Problem details — The answer must be every line of the records below that contains the word "deletion".

Dataset records —

════════════════════

PR #1535, opened 2023-05-26
bug/post-prerelease-fixes

Kacper-RF:
- [x] Only owner should delete channel from OrbitDB
- [x] Fix files deletion
- [x] Don't run deletion loop in replication saga while channels object from backend is empty

### DIFF
--- a/packages/backend/src/storage/storage.test.ts
+++ b/packages/backend/src/storage/storage.test.ts
@@ -623,16 +623,16 @@ describe('Files deletion', () => {
       storage.deleteFilesFromChannel(messages)
     ).resolves.not.toThrowError()
 
-    await sleep(1000)
-    const isFileExist2 = await storage.checkIfFileExist(realFilePath)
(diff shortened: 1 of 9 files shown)


packages/backend/src/storage/storage.test.ts
```diff
@@ -541,3 +565,77 @@ describe('Users', () => {
...
+   const isFileExist = await storage.checkIfFileExist(realFilePath)
+    expect(isFileExist).toBeTruthy()
+
+    await expect(
+      storage.deleteFilesFromChannel(messages)
+    ).resolves.not.toThrowError()
+
+    await sleep(1000)
+    const isFileExist2 = await storage.checkIfFileExist(realFilePath)
+    expect(isFileExist2).toBeFalsy()
```
EmiM, line 628: Maybe you could use waitForExpect here instead of sleep?

EmiM (approved):

vinkabuki (approved):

════════════════════

Answer to this problem —
- [x] Fix files deletion
- [x] Don't run deletion loop in replication saga while channels object from backend is empty
@@ -623,16 +623,16 @@ describe('Files deletion', () => {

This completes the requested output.